◆ **Work instructions**
Your task is to set down the records below again, exactly.

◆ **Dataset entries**
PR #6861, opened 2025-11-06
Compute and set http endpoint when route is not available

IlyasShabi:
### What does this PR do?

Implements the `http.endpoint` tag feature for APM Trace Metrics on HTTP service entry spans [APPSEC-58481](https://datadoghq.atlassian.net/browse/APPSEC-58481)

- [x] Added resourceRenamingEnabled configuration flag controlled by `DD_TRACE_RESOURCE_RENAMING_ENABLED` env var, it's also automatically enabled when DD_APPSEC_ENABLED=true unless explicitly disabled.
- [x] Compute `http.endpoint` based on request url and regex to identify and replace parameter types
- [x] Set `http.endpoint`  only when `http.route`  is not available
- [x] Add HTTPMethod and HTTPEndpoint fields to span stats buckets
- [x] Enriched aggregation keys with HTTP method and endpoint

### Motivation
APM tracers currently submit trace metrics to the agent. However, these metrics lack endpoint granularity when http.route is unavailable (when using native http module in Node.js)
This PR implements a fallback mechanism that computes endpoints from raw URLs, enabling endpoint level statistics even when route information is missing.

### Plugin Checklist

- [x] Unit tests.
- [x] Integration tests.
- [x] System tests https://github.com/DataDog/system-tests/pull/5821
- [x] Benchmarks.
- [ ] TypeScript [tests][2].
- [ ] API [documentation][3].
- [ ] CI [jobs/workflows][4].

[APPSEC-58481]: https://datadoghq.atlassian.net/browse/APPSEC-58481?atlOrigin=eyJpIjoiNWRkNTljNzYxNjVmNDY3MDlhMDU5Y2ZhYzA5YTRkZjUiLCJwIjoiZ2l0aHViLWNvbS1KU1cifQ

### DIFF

◆ **Answer section**
PR #6861, opened 2025-11-06
Compute and set http endpoint when route is not available

IlyasShabi:
### What does this PR do?

Implements the `http.endpoint` tag feature for APM Trace Metrics on HTTP service entry spans [APPSEC-58481](https://datadoghq.atlassian.net/browse/APPSEC-58481)

- [x] Added resourceRenamingEnabled configuration flag controlled by `DD_TRACE_RESOURCE_RENAMING_ENABLED` env var, it's also automatically enabled when DD_APPSEC_ENABLED=true unless explicitly disabled.
- [x] Compute `http.endpoint` based on request url and regex to identify and replace parameter types
- [x] Set `http.endpoint`  only when `http.route`  is not available
- [x] Add HTTPMethod and HTTPEndpoint fields to span stats buckets
- [x] Enriched aggregation keys with HTTP method and endpoint

### Motivation
APM tracers currently submit trace metrics to the agent. However, these metrics lack endpoint granularity when http.route is unavailable (when using native http module in Node.js)
This PR implements a fallback mechanism that computes endpoints from raw URLs, enabling endpoint level statistics even when route information is missing.

### Plugin Checklist

- [x] Unit tests.
- [x] Integration tests.
- [x] System tests https://github.com/DataDog/system-tests/pull/5821
- [x] Benchmarks.
- [ ] TypeScript [tests][2].
- [ ] API [documentation][3].
- [ ] CI [jobs/workflows][4].

[APPSEC-58481]: https://datadoghq.atlassian.net/browse/APPSEC-58481?atlOrigin=eyJpIjoiNWRkNTljNzYxNjVmNDY3MDlhMDU5Y2ZhYzA5YTRkZjUiLCJwIjoiZ2l0aHViLWNvbS1KU1cifQ

### DIFF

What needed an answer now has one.